Le monde s’impatientait
Les litanies sacrées, aux cieux, s’élevaient,
Soudain, leurs visages deviennent offusqués
N’avaient-ils jamais songé qu’il pouvait être, mort-né
Elle était la seule à le savoir et elle en riait
Avant de rejoindre son enfant au paradis espéré
Œuvre du diable qui la possédait
Ou simple mensonge…divin ?
Les larmes coulent sur ses joues atrocement sanguines
Les yeux assombris par la douleur sont ternis
Les paumes de ses mains se déchirent indignes
D’un bébé qui s’apprête à voir la lumière jaunie
Dans cet Apocalypse, se conjuguent naître et mourir
Les religieuses l’entourent, attentives
Voulant s’en approprier non la secourir
Mais l’Élu s’attarde à venir…
Les chants catholiques chevauchent le vent
La naissance prophétique se réalise
Être suprême, solennel et sublime, il est.
Vilaine, méprisée, à leurs yeux, elle resterait.

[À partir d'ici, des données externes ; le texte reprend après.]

PR #11587, opened 2026-01-08
Fix reset.cfg contents not being sent to the client

### LINKED ISSUE #10916: Changes in `reset.cfg` are not supported by antiping
Follow up issue to #7589

Given the following example reset.cfg (not autoexec_server.cfg but a `sv_reset_file` file) file:

```
sv_old_laser 1
```

Joining the server with a client that has `cl_antiping 1` will predict laser wallshots wrongly to hit the own tee (this can be seen clearly if the laser bounces only once).

@heinrich5991 [mentioned](https://github.com/ddnet-insta/ddnet-insta/pull/63#issuecomment-1845358386) that such changes should not go into the reset.cfg but into the map it self:

> No, in the map config only, not in reset.cfg. It's because the client interprets the map configs.

This is a flaw in my opinion. Why is it possible to break antiping by using a reset.cfg? And why is this stored in the map? Having to edit the map to change such a setting is horrible. That makes maps less reusable. It just feels wrong to HAVE TO edit a binary blob to change a setting. Also for https://github.com/ddnet-insta/ddnet-insta this is quite a big problem because to restore correct teeworlds gameplay old laser has to be activated. And the maps played happen to include standard maps which can not be edited without the client throwing an error. I suppose this falls under #7777 but anyways something is wonky here.

I propose to not bake such settings into the map file but let the server send a net message instead. This would allow to properly support reset.cfg files without breaking antiping.

ChillerDragon:
Previously the reset file would be loaded by the server but the client was not informed about its contents this caused the client to use wrong predictions when antiping is on.

Closed #10916

I verified that the order is the same as it is when loading it server side. If both the mapname.cfg and the reset.cfg set the same config the mapname.cfg is stronger.

Heinrich would like to remove the reset file see #8392 but I very much need it! If we remove it or not this fixes a bug.

CC https://github.com/ddnet-insta/ddnet-insta/issues/509, #7589

## Checklist

### DIFF
--- a/src/game/server/gamecontext.cpp
+++ b/src/game/server/gamecontext.cpp
@@ -4467,10 +4467,32 @@ bool CGameContext::OnMapChange(char *pNewMapName, int MapNameSize)
 	char aConfig[IO_MAX_PATH_LENGTH];
 	str_format(aConfig, sizeof(aConfig), "maps/%s.cfg", g_Config.m_SvMap);
 
-	CLineReader LineReader;
-	if(!LineReader.OpenFile(Storage()->OpenFile(aConfig, IOFLAG_READ, IStorage::TYPE_ALL)))
+	std::vector<const char *> vpLines;
+	int TotalLength = 0;
+
+	CLineReader ResetFileLineReader;
+	if(ResetFileLineReader.OpenFile(Storage()->OpenFile(g_Config.m_SvResetFile, IOFLAG_READ, IStorage::TYPE_ALL)))
 	{
-		// No map-specific config, just return.
+		while(const char *pLine = ResetFileLineReader.Get())
+		{
+			vpLines.push_back(pLine);
+			TotalLength += str_length(pLine) + 1;
+		}
+	}
+
+	CLineReader LineReader;
+	if(LineReader.OpenFile(Storage()->OpenFile(aConfig, IOFLAG_READ, IStorage::TYPE_ALL)))
+	{
+		while(const char *pLine = LineReader.Get())
+		{
+			vpLines.push_back(pLine);
+			TotalLength += str_length(pLine) + 1;
+		}
+	}
+
+	if(vpLines.empty())
+	{
+		// No map-specific config or reset.cfg, just return.
 		return true;
 	}
 
@@ -4479,14 +4501,6 @@ bool CGameContext::OnMapChange(char *pNewMapName, int MapNameSize)
 	{
 		log_error("mapchange", "Failed to import settings from '%s': failed to open map '%s' for reading", aConfig, pNewMapName);
 		return false;
-	}
-
-	std::vector<const char *> vpLines;
-	int TotalLength = 0;
-	while(const char *pLine = LineReader.Get())
-	{
-		vpLines.push_back(pLine);
-		TotalLength += str_length(pLine) + 1;
 	}
 
 	char *pSettings = (char *)malloc(std::max(1, TotalLength));


Robyt3 (commented):
I thought we wanted to remove the reset file. This PR just reads the reset file and embeds the settings into the map. You could just move the settings from the reset file to map-specific configs. Then after loading each map once, the settings will be emdedded in the maps directly.

> Sometimes using a map config is not an option. For example standard teeworlds maps should not be edited. I would like to keep this feature.

Vanilla maps don't need map configs, they should always use the default? This PR currently also edits vanilla maps.

ChillerDragon:
> I thought we wanted to remove the reset file.

As I said heinrich wants to do this, idk why. But I do not. I need the reset file. We have it right now its broken this pr fixes it.

ChillerDragon:
> Vanilla maps don't need map configs, they should always use the default? This PR currently also edits vanilla maps.

Interesting point. Do we currently enforce certain configs for vanilla maps somewhere? Also I disagree that it should. The map and the mod is a different thing. Any mod can be played on any map. If I want dm1 with sv_old_laser 1 I should be able to do that.

> This PR currently also edits vanilla maps.

This indeed sounds bad because of the map integrity check. But same applied to the map specific configs. So its not a problem introduced by this pr.

> You could just move the settings from the reset file to map-specific configs.

No that is not a option for me. I can not expect from my users to create a config file for every map they have.

Robyt3:
> As I said heinrich wants to do this, idk why.

I assume because maps should be standalone (except for vanilla mapres). You shouldn't need a reset file or a message from the server to change the settings. The map should be the source of truth regarding settings. This PR does arguably move a bit in that direction by also embedding the reset file, so at least the client now gets the full map settings.

Though players will probably have to redownload every DDNet map after this change. And the maps will contain duplicate settings that override each other, so the editor would complain when opening them.

> > Vanilla maps don't need map configs, they should always use the default?

> Interesting point. Do we currently enforce certain configs for vanilla maps somewhere? Also I disagree that it should. The map and the mod is a different thing. Any mod can be played on any map. If I want dm1 with sv_old_laser 1 I should be able to do that.

I suppose that's true.

I don't have a strong opinion on this PR. I guess we can merge it because it improves the situation for now. Maybe @Learath2 could also comment on this.

ChillerDragon:
> Though players will probably have to redownload every DDNet map after this change. And the maps will contain duplicate settings that override each other, so the editor would complain when opening them.

Yea I also thought about duplicates. Could also instead of reading the files read the server set config variables. Losing all duplicates and things not explicitly specified like `say` commands, whitespaces or comments. Imo the best would be a net message but then heinrich will complain about it not working in demos so it would have to go to the snapshot and I don't like where this is going. So I rather keep it simple as I did with this pr.

ChillerDragon:
> Though players will probably have to redownload every DDNet map after this change.

This sounds a bit nasty. Especially for ppl like corneum who reported having a real issue with map download times. How does the reset.cfg file looks like that ddnet uses? Is this one correct? https://github.com/ddnet/ddnet-maps/blob/9e34190a51232144e501bb9910b24c50d9267007/reset.cfg

if heinrich wants to get rid of it a good first step would be to get rid of this custom file. Is it needed to restore settings on map change? Or change defaults?

Robyt3:
> How does the reset.cfg file looks like that ddnet uses? Is this one correct? https://github.com/ddnet/ddnet-maps/blob/9e34190a51232144e501bb9910b24c50d9267007/reset.cfg

Yeah, that should be the main reset file. Each type also has a special `flexreset.cfg` that executes the `reset.cfg`, e.g. https://github.com/ddnet/ddnet-maps/blob/9e34190a51232144e501bb9910b24c50d9267007/types/fun/flexreset.cfg

> > Though players will probably have to redownload every DDNet map after this change. And the maps will contain duplicate settings that override each other, so the editor would complain when opening them.
> 
> Yea I also thought about duplicates. Could also instead of reading the files read the server set config variables. Losing all duplicates and things not explicitly specified like `say` commands, whitespaces or comments.

Hmm, yeah, the current `reset.cfg` also contains commands that shouldn't be executed from maps at all.

Learath2:
It's unlikely we remove reset files anytime soon. So the bug should be fixed. I didn't check to see if this is the correct fix though

heinrich5991 (changes requested):
The `reset.cfg` probably shouldn't be included in the map, especially if we want to remove it later on.

ChillerDragon:
Why remove it and why not include it? I need it and it's bugged.

heinrich5991:
> Why remove it and why not include it? I need it and it's bugged.

Comment with your use case in #8392.

def-:
We should still send the map settings, not just the reset.cfg. But this might not be the correct fix

ChillerDragon:
I managed to fix the prediction bugs thanks to #12674 seems like this pr is not going anywhere so closing it.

Elle ne savait ce qu’il lui arrivait
Cris, Souffrance, son ventre s’écorchait
Subitement, elle rend compte
Que c’est vide, hypocrite et laid
Le monde s’impatientait
L’odeur de l’encens se propageait
Ses maux la tuaient
Sera-t-elle enfin délivrée ?
Le monde s’impatientait
Les litanies sacrées, aux cieux, s’élevaient,
Soudain, leurs visages deviennent offusqués
N’avaient-ils jamais songé qu’il pouvait être, mort-né
Elle était la seule à le savoir et elle en riait
Avant de rejoindre son enfant au paradis espéré
Œuvre du diable qui la possédait
Ou simple mensonge…divin ?
1 commentaire:
Et bien...Tu as du talent, c'est le moins que je puisse dire. Je suis éditeur. Si tu cherches à te faire publier, à compte d'éditeur et non à compte d'auteur, je t'invite à communiquer avec moi, par écrit, à cette adresse :
balzac46@hotmail.com
Au plaisir.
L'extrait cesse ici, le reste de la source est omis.